Aim of the task. Copy out the complete listing, word for word.

Segment Open

PR #4495, opened 2022-10-27
Cache unfound settings too

### LINKED ISSUE #4494: Settings cache doesn't cache NotFound results
For repos without branch protections for example, every write request has to reach to the kv store to find nothing.

itaiad200:
closes #4494

### DIFF
--- a/pkg/catalog/catalog.go
+++ b/pkg/catalog/catalog.go
@@ -19,7 +19,6 @@ import (
 	"github.com/treeverse/lakefs/pkg/batch"
 	"github.com/treeverse/lakefs/pkg/block"
 	"github.com/treeverse/lakefs/pkg/block/factory"
-	"github.com/treeverse/lakefs/pkg/cache"
 	"github.com/treeverse/lakefs/pkg/config"
 	"github.com/treeverse/lakefs/pkg/graveler"
 	"github.com/treeverse/lakefs/pkg/graveler/branch"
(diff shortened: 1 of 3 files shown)


pkg/catalog/catalog.go
```diff
@@ -204,6 +212,10 @@ func New(ctx context.Context, cfg Config) (*Catalog, error) {
 	refManager := ref.NewKVRefManager(executor, *cfg.KVStore, ident.NewHexAddressProvider(), nil)
 	gcManager := retention.NewGarbageCollectionManager(tierFSParams.Adapter, refManager, cfg.Config.GetCommittedBlockStoragePrefix())
 	settingManager := settings.NewManager(refManager, *cfg.KVStore)
+	if cfg.CacheFactory != nil {
```
nopcoder, line 215: Prefer the default to use the default cache and override the cache settings in the specific test.

nopcoder (changes requested):

pkg/catalog/catalog.go
itaiad200: Notice that there's no dependency injection to the `Catalog`. It creates its dependencies. Tests can't override the settings since they do not create the `SettingsManager`

pkg/catalog/catalog.go
```diff
@@ -110,6 +111,13 @@ type Config struct {
 	Config        *config.Config
 	KVStore       *kv.StoreMessage
 	WalkerFactory WalkerFactory
+	CacheFactory  CacheFactory
+}
+
+// CacheFactory provides an abstraction for creating cache.
+// Use in tests to override
+type CacheFactory interface {
```
eden-ohana, line 119: Why factory is needed? we can initialize the cache to NoCache

pkg/catalog/catalog.go
nopcoder: Prefer we keep passing options (WithStagingCache) that can override the defaults.
I also think that having Config here is a shortcut.

nopcoder (changes requested):
We wanted a way to control the cache parameters and not switch implementations for the tests.

pkg/catalog/catalog.go
itaiad200: Done.

nopcoder (approved):
Approved and going to open an issue to simplify the composition of catalog that will enable configuration without passing our Config structure.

Segment Closed

Exercise output.
PR #4495, opened 2022-10-27
Cache unfound settings too

### LINKED ISSUE #4494: Settings cache doesn't cache NotFound results
For repos without branch protections for example, every write request has to reach to the kv store to find nothing.

itaiad200:
closes #4494

### DIFF
--- a/pkg/catalog/catalog.go
+++ b/pkg/catalog/catalog.go
@@ -19,7 +19,6 @@ import (
 	"github.com/treeverse/lakefs/pkg/batch"
 	"github.com/treeverse/lakefs/pkg/block"
 	"github.com/treeverse/lakefs/pkg/block/factory"
-	"github.com/treeverse/lakefs/pkg/cache"
 	"github.com/treeverse/lakefs/pkg/config"
 	"github.com/treeverse/lakefs/pkg/graveler"
 	"github.com/treeverse/lakefs/pkg/graveler/branch"
(diff shortened: 1 of 3 files shown)


pkg/catalog/catalog.go
```diff
@@ -204,6 +212,10 @@ func New(ctx context.Context, cfg Config) (*Catalog, error) {
 	refManager := ref.NewKVRefManager(executor, *cfg.KVStore, ident.NewHexAddressProvider(), nil)
 	gcManager := retention.NewGarbageCollectionManager(tierFSParams.Adapter, refManager, cfg.Config.GetCommittedBlockStoragePrefix())
 	settingManager := settings.NewManager(refManager, *cfg.KVStore)
+	if cfg.CacheFactory != nil {
```
nopcoder, line 215: Prefer the default to use the default cache and override the cache settings in the specific test.

nopcoder (changes requested):

pkg/catalog/catalog.go
itaiad200: Notice that there's no dependency injection to the `Catalog`. It creates its dependencies. Tests can't override the settings since they do not create the `SettingsManager`

pkg/catalog/catalog.go
```diff
@@ -110,6 +111,13 @@ type Config struct {
 	Config        *config.Config
 	KVStore       *kv.StoreMessage
 	WalkerFactory WalkerFactory
+	CacheFactory  CacheFactory
+}
+
+// CacheFactory provides an abstraction for creating cache.
+// Use in tests to override
+type CacheFactory interface {
```
eden-ohana, line 119: Why factory is needed? we can initialize the cache to NoCache

pkg/catalog/catalog.go
nopcoder: Prefer we keep passing options (WithStagingCache) that can override the defaults.
I also think that having Config here is a shortcut.

nopcoder (changes requested):
We wanted a way to control the cache parameters and not switch implementations for the tests.

pkg/catalog/catalog.go
itaiad200: Done.

nopcoder (approved):
Approved and going to open an issue to simplify the composition of catalog that will enable configuration without passing our Config structure.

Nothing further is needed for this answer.